Meek did fine contributing backing vocals to Big Thief, but he does not have the presence or charisma of Lenker’s delicate, tender delivery. He’s got a twang with enough charm and authenticity, yet his froggy tone sounds like Alt-J at their most insular, and there’s nothing visceral or intense in his voice. The opening of “Ham On White” features him at his most desperate and engrossing over tense arpeggios, and yet he doesn’t rise in intensity when the song starts crackling with distortion and harsh strumming like Neutral Milk Hotel and needs a more passionate delivery. Imagining Jeff Magnum belting the repetitive final lines of “I’d do anything” instead of Meek shows the difference in power between the two and how simple lyrics can be imbued with so much more if given to the right singer.
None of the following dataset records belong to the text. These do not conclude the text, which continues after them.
PR #259, opened 2018-02-01
update to check for a url object rather than a string

Jmeyering:


Jmeyering:
Was running into some issues with getting testing to run locally, so I didn't write any tests yet, but wanted to present this ahead of time to see if this was something to consider. One issue I thought of was that this is potentially a major BC breaking change (if people were relying on the unusual `url.url` functionality in their code.)

wheresrhys:
Thanks for submitting this fix. A test would be great too when you're able.

v6 of the library is only a couple of weeks old so I doubt there will be [m]any people relying on this broken behaviour, so definitely gonna treat it as a patch release when fixed.

LKay:
Is there anything stopping this from being merged and released? Calling `fetch(new Request(...))` is one of the most common use cases and right now it's totally broken in `fetch-mock` to handle this.

Jmeyering:
I believe tests need to be written for my fix. I've been unable to get to
it so far. If you feel able feel free to take a crack at it.

wheresrhys:
closing in favour of https://github.com/wheresrhys/fetch-mock/pull/278. Thanks for starting this @Jmeyering , and apologies for the delay merging

PR #264, opened 2018-02-19
check URL when fetch uses Request object instead string

alair-tavares-avalara:
Tests fail when to pass Request object as param in fetch.

`fetchMock.getOnce(API_URL, { body });`

>> Unmatched GET to [object Object]

`const request = new Request(API_URL, {
            method: 'GET',
            headers: headers,
            body: JSON.stringify(body)
        });`
`fetch(request).then(response => response.json()).catch(error => error);`

### DIFF
--- a/src/lib/compile-route.js
+++ b/src/lib/compile-route.js
@@ -3,24 +3,30 @@ const express = require('path-to-regexp');
 const URL = require('url');
 const querystring = require('querystring');
 
-function normalizeRequest (url, options, Request) {
-	if (Request.prototype.isPrototypeOf(url)) {
+function normalizeRequest(input, options, Request) {
+	if (checkRequestInstance(input, Request)) {
+		const { url, method, headers } = input;
 		return {
-			url: url.url,
-			method: url.method,
+			url,
+			method,
 			headers: (() => {
-				const headers = {};
-				url.headers.forEach(name => headers[name] = url.headers.name);
-				return headers;
+				const mappedHeaders = {};
+				headers.forEach(name => mappedHeaders[name] = headers.name);
+				return mappedHeaders;
 			})()
 		};
 	} else {
 		return {
-			url: url,
+			url: input,
 			method: options && options.method || 'GET',
 			headers: options && options.headers
 		};
 	}
+}
+
+function checkRequestInstance(url, configRequest) {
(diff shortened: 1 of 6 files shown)


src/lib/fetch-handler.js
```diff
@@ -3,6 +3,7 @@ const ResponseBuilder = require('./response-builder');
 const FetchMock = {};
 
 FetchMock.fetchHandler = function (url, opts) {
+	url = url instanceof Request ? url.url : url;
```
wheresrhys: rather than `Request` use `this.config.Request` as this is resilient to people using custom `fetch` implementations

src/lib/response-builder.js
```diff
@@ -10,7 +10,7 @@ const responseConfigProps = [
 
 module.exports = class ResponseBuilder {
 	constructor (url, responseConfig, fetchMock) {
-		this.url = url;
+		this.url = url instanceof Request ? url.url : url;
```
wheresrhys: rather than `Request` use `fetchMock.config.Request` as this is resilient to people using custom `fetch` implementations

wheresrhys:
Thanks for submitting. In addition to addressing my comments please also include a test in this PR - all bug fixes should include tests to describe the bug and to make sure it doesn't break in future. Thanks

alair-tavares-avalara:
@wheresrhys, I solved without changes with following code:
´
beforeAll(() => {
        fetchMock.config.Request = Request;
    });
´

Feel free if you want to cancel this PR.

src/lib/compile-route.js
```diff
@@ -3,26 +3,32 @@ const express = require('path-to-regexp');
...
 		return {
-			url: url,
+			url: input,
 			method: options && options.method || 'GET',
 			headers: options && options.headers
 		};
 	}
 }
 
+function checkRequestInstance (url, configRequest) {
```
wheresrhys: could you rename this function to `isRequestInstance` and also move it to above the function it's called from

wheresrhys:
nudge nudge 😄 @alair-tavares-avalara

wheresrhys:
The more I look at this, I don't think it's a bug. 

In your test you don't assign your dummy `Request` to `fm.config`, so it fails. If you do assign to config, which is the intended usage, then the test passes

PR #275, opened 2018-03-13
Move node-fetch to dependencies

jpmonette:
`node-fetch` should be in the `dependencies`. If not, the module will return:

```sh
  ● Test suite failed to run

    Cannot find module 'node-fetch' from 'server.js'

      at Resolver.resolveModule (node_modules/jest-resolve/build/index.js:169:17)
      at Object.<anonymous> (node_modules/fetch-mock/src/server.js:2:15)
```

Workaround is to include it in the parent project, which is not optimal imho.

### DIFF
--- a/package.json
+++ b/package.json
@@ -48,6 +48,7 @@
   "homepage": "http://www.wheresrhys.co.uk/fetch-mock",
   "dependencies": {
     "glob-to-regexp": "^0.3.0",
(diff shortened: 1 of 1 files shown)


wheresrhys:
This is a deliberate decision, and allows the parent project to control which version of node-fetch they install. Why would it be suboptimal to ensure the testing library uses the same node-fetch that the parent project uses?

Issue #261, opened 2018-02-07
Cannot find module 'node-fetch' from 'server.js'


jepiqueau:
package.json should be upgraded as node-fetch@2.0.0 has been released few days ago and it seems that node-fetch-alpha.9 does not exist anymore

wheresrhys:
thanks for the heads up. Updated now

biswa8998:
node-fetch is not getting installed while running npm install for fetch-mock. Is it supposed to be added in dependencies instead of devDependencies?

PR #294, opened 2018-04-05
Move node-fetch to dependencies

wkillerud:
Hi! Thanks a bunch for the work you've put into `fetch-mock`!

I ran into an issue related to #261 where `fetch-mock` would throw an error due to missing `node-fetch` since I didn't have `node-fetch` in my own `package.json`.

This commit moves `node-fetch` from `devDependencies` to `dependencies` so we are sure consumers of `fetch-mock` gets the required version installed.

Naturally a workaround is to just declare `node-fetch` as a direct dependency in my project, but it would be nice to avoid since I don't use it directly.


wheresrhys:
This is the second time someone' raised this exact PR - I should probably document that it's a deliberate decision not to include it. 

fetch-mock works with any version of node-fetch, so it's deliberately left up to the consumer to install. I may add it as a peer dependency (if it's possible to do this as well as have it as a dev dependency)

PR #313, opened 2018-05-16
V7

wheresrhys:


wheresrhys:
@rubenv I happened to notice you're working on updating the typescript definition for fetch-mock.

I will probably release v7 fairly soon (to fix some annoying edge case regressions that crept in in v6). The changes are not going to be too drastic, other than that responses are wrapped in ES6 Proxies - I'm not sure if this has an impact on typescripts ability to recognise the type? Would be great if you could test it out and I could make the proxy opt-in (it's not needed by most features of the library)

rubenv:
I'm certainly no expert, but I think Typescript does all of its work
statically, at compile time, so I don't think it'll make much of a
difference.

Thanks for your great library!

lourenci:
@wheresrhys is there some prediction to merge this? Thank you.

wheresrhys:
There are other minor breaking changes I want to include in v7 - haven't had time to implement yet. Won't be soon, but there is a pre-release of v7 you can use https://github.com/wheresrhys/fetch-mock/releases/tag/v7.0.0-alpha.1

PR #318, opened 2018-06-12
Fixed fallbackToNetwork returning broken promise

dennybaa:
Please, have a look! At least it works for me...
The problem is that even if generateResponse gets native fetch (async function) it wraps it again into a malfunctioning promise by ResponseBuilder.

This doesn't work as expected:

```js
fetchMock.config.fallbackToNetwork = true

let res = await fetch('blabla')

// print a mangled response,
// but it has to directly pass the native fetch response back!
console.log(await res.json())

```

### DIFF
--- a/src/lib/fetch-handler.js
+++ b/src/lib/fetch-handler.js
@@ -59,16 +59,14 @@ FetchMock.generateResponse = async function (response, url, opts) {
 	// - function returning a Promise for a response
 	// - delaying (using a timeout Promise) a function's execution to generate
 	//   a response
-	// Because of this we can't safely check for function before Promisey-ness,
-	// or vice versa. So to keep it DRY, and flexible, we keep trying until we
+	// Keep it DRY, and flexible, we keep trying until we
 	// have something that looks like neither Promise nor function
+
 	while (typeof response === 'function' || typeof response.then === 'function') {
-		if (typeof response === 'function') {
-			response = response(url, opts);
-		} else {
-			// Strange .then is to cope with non ES Promises... god knows why it works
-			response = await response.then(it => it)
-		}
+		// got promise or async function, since we don't need to build a response
+		// with simply return it (ex. in case fallbackToNetwork == true)
+		if (response instanceof Promise) return response;
+		else response = response(url, opts);
 	}
 
 	// If the response is a pre-made Response, respond with it


wheresrhys:
Sorry, I don't quite understand the problem you're describing. Could you add a failing test please.

As there are many `Promise` implementations available (e.g. Bluebird) it's also in general not safe to check for `instanceof Promise` because the promises used by the user may e.g. be different to the ones used by a fetch-based library they are using. I thought I had a test to cover this, so I'm surprised your code passes

wheresrhys:
Thanks for the additional details. I'll take a closer look later. After the football

wheresrhys:
wow - I have no tests that verify fallbackToNetwork works, only that when it is configured to be on, fetch-mock does not explicitly throw

Thanks for raising this issue

wheresrhys:
I'm struggling to write a failing test. This one is an attempt to capture the issue you describe, but it always passes https://github.com/wheresrhys/fetch-mock/compare/fallback-to-network

Could you provide some modifications that'll make it fail?

dennybaa:
@wheresrhys It can't pass IMO, at least with ES6 promises. You should write the test somehow or make a real non-mocked call. You could actually start some simple router directly from your tests, like [this](https://github.com/pillarjs/router).

```js
var finalhandler = require('finalhandler')
var http         = require('http')
var Router       = require('router')

var router = Router()
router.get('/', function (req, res) {
  res.setHeader('Content-Type', 'application/json; charset=utf-8')
  res.end('{"hello": "world"}')
})

var server = http.createServer(function(req, res) {
  router(req, res, finalhandler(req, res))
})

server.listen(3000)
```

And a sample test:

```js
...
    it('fallback to network must return unmodified response', async() => {
      fetchMock.config.fallbackToNetwork = true

      let res = await fetch('//localhost:3000/')
      res = await res.json()
      fetchMock.config.fallbackToNetwork = false

      expect(res).not.be.empty
      expect(res.hello).to.equal('world')
    })
```

Or any other way, these are just samples...

wheresrhys:
I've rewritten the test using a real server (I think I'll rewrite the whole test suite to use one, in fact), but still can't reproduce the bug.

Could you please create a repo I can clone and install to recreate the bug for myself. Thanks

wheresrhys:
Cheers 😄 

I'll close this PR for now in that case. If you discover anything worth sharing please consider submitting a PR for the troubleshooting section of the docs

PR #479, opened 2019-12-04
Signal request

wheresrhys:
Continued from https://github.com/wheresrhys/fetch-mock/pull/473

As implemented, it will be a breaking change for lots of people's tests because any expectation they've made on `options` will break if they are also using `Request`.

It looks like `new Request()` always creates a signal property (in the browser - not an issue in node-fetch). I can't expect users to always have to care about abort signals as an artefact even when they are not deliberately working with aborted fetches.

I somehow need to carry the signal in to the library on the options so it can be used successfully to abort, but avoid have default signals getting exposed on the options object when inspecting. Probably the answer is to pass signal around as a separate entity, but this involves a bit of work.

### DIFF
--- a/package-lock.json
+++ b/package-lock.json
@@ -40,15 +40,15 @@
       "dev": true
     },
     "@types/estree": {
-      "version": "0.0.39",
-      "resolved": "https://registry.npmjs.org/@types/estree/-/estree-0.0.39.tgz",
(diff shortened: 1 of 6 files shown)


wheresrhys:
Turned out to be simpler than I thought as signal is not carried very deep into the library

Two Saviors is a fitting title because Meek delivers his best material with a little help. He has recruited other singers, including Adam Brisbin and Mat Davidson, for harmonies. Though they start off poorly on album opener “Pareidolia” as they feel trapped in one headphone with no room to breathe, they quickly became the best part of the album. From the triumphant cooing against the plinking piano of “Second Sight” to the lovestruck “Candle” and its watery atmospherics and pedal steel to the beautiful simplicity and warmth of the title track, each of these backing vocals brings a different vibe and feel lush and organic on a record that too often is dense to the point of claustrophobia.
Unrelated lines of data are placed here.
PR #485, opened 2019-12-17
fix(abort): throwing DOMEXception when available

Sayan751:
As per spec when a fetch is aborted a DOMException is thrown with name 'AbortError'. However, the current implemnetation threw a custom error instance.  That should work for node.js due to unavailibility of DOMException. This commit ensures that when DOMException is available it is thrown instead.

Related: #416


wheresrhys:
Looks good - thanks

Issue #489, opened 2019-12-25
Implement optional partial body matching


wheresrhys:
Currently requests must match an entire JSON body

It seems valuable to allow an option `partialBodyMatching: Bool [default: false]` to match with similar semantics to [jest's objectContaining](https://jestjs.io/docs/en/expect#expectobjectcontainingobject) 

Could use https://www.npmjs.com/package/is-subset

wheresrhys:
@leggsimon you'd love to take this on wouldn't you?

leggsimon:
Yeah, could do. I’m not sure about the API though. Are you thinking that that `partialBodyMatching` option should be a property on the `matcher` object? For example:

```js
fetchMock.mock("http://example.com/", 200, {
  partialBodyMatching: true,
  body: {
    key1: "value1"
  }
});
```

Personally I think that interface seems a little clunky but I’m not sure if there’s a nicer option that wouldn’t be a breaking change.

Also, I would say it’s not immediately obvious, the above example would match the following bodies

```JSON
{ "key1": "value1" }
```

```JSON
{ "key1": "value1", "key2": "value2" }
```

But should it match: 

```JSON
{
	"foo": {
		"bar": {
			"key1": "value1",
			"key2": "value2"
		}
	}
}
```

wheresrhys:
yes to the API. But also it could be set as a global option so if a user is after partial matching then they can just set it once.

On the not immediately obviousness, it's how jest's object matching works to basically follow th object tree and for a match to occur the body would have to have the same value for the same property at the same depth. I can't remember what the array behaviour is

wheresrhys:
Decided I'd just do this. Quite easy in the end

PR #496, opened 2020-01-03
support body matching with Request objects

wheresrhys:
node-fetch support implemented so far

Harder in the browser as the body content cannot be accessed synchronously

I don't think I can fix this without a breaking change. this is because extracting the body content from a Request instance can only be done asynchronously using a spec compliant Request instance. Therefore the step to normalise a Request into the object fetch-mock passes around internally (the first thing that happens on handling a request) must be made async. This in turn means that the fetch handler cannot throw a synchronous error when something unexpected happens e.g. a call is made that has no corresponding mock.

It's unlikely that developers are relying on this behaviour other than when actively writing tests, but even so I think it'd be best to release as a major version. And even then I need to seriously weigh up what the best approach is:

- Always throw asynchronously, which is consistent, but may make debugging tests harder (or it might not... needs careful thought anyway)
- Refactor so that I don't need to throw asynchronously for most cases, but do for the body extraction case. This is probably a lot of work, will lead to a messier code base, and the inconsistency is likely to still confuse developers

... or something else??


test/specs/routing.test.js
```diff
@@ -580,6 +580,16 @@ module.exports = fetchMock => {
 					expect(fm.calls(true).length).to.equal(1);
 				});
 
+				it('should match when using Request', async () => {
+					fm.mock('http://it.at.there/', 200, { body: { foo: 'bar' } }).catch();
+
+					await fm.fetchHandler(new fm.config.Request('http://it.at.there/', {
```
renanvalentin: About your concerns of introducing async handling: It just feels natural using `async` / `await` since we are dealing with network requests that happens to be async by default.

test/specs/routing.test.js
```diff
@@ -763,8 +773,9 @@ module.exports = fetchMock => {
 		});
 
 		describe('unmatched calls', () => {
-			it('throws if any calls unmatched', async () => {
+			it.only('throws if any calls unmatched', async () => {
```
grug: We should probably get rid of the `only` and console.log from here

wheresrhys: Good spot. I'd like to add better linting to this project to catch stuff like this

test/specs/routing.test.js
wheresrhys: Yeah, I think the benefit of supporting ky outweighs the concern. It has to be a major release though so I will hold off while I consider whether there are other ways the API can be improved at the same time e.g. https://github.com/wheresrhys/fetch-mock/issues/489

renanvalentin:
can we merge this PR ?

test/specs/routing.test.js
wheresrhys: I'm looking at this again. Another thing that breaks when introducing this early asynchronicity is it is not possible to check synchronously that an expected call has been made

i.e. at the moment the following works:

```
myMethod() // which fetches 'http://alan.com'
expect(fetchMock.called('http://alan.com'))
```

but it will ned to be updated to 

```
await myMethod() // which fetches 'http://alan.com'
expect(fetchMock.called('http://alan.com'))
```
or

```
myMethod() // which fetches 'http://alan.com'
await fetchMock.flush()
expect(fetchMock.called('http://alan.com'))
```

While these may seem minor, it's potentially imposing lots of annoying little test rewrites on users. I'm not enjoying doing this for fetch-mock's own test suite, and don't particularly want to cause others that pain.

Still going to try to solve this in a nice way, but needs quite a bit of thought

wheresrhys:
I finally went for option2 - keep things synchronous except for this case. I found a neatish way to implement it - normalise request returns a promise, and then fetchHandler forks into as async/sync helper, as appropriate, depending on whether it detects a need to await a body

While the self-titled debut had a few experimental moments, like the suddenly distorted shredding of “Cannonball” that got a sequel here, it is largely stripped back and simple. Meek understandably went for more density here, and while there are some interesting textures, songs just end up bloated without the blending to mix these songs. “Cannonball pt. 2” is the closest to a country-rock song, with heavy distortion and howling background vocals, and the constant crackling and harmonies of “Pocketknife” result in a strange, unsettling vibe and a rare moment where the record’s experiments pay off. Otherwise, the strange filtered fizz adds little to the closer “Halo Light,” songs like “Two Moons” and its sequel (“Two Moons (morning)”) often feel directionless as instruments vie for space without any of them contributing an interesting melody, and the end result is too busy to be chill and too lethargic to be experimental or an interesting sound piece. While the inclusion of other singers is a huge net positive, they can’t carry Two Saviors on their own. It seems Meek remains the less essential solo artist spun off of Big Thief.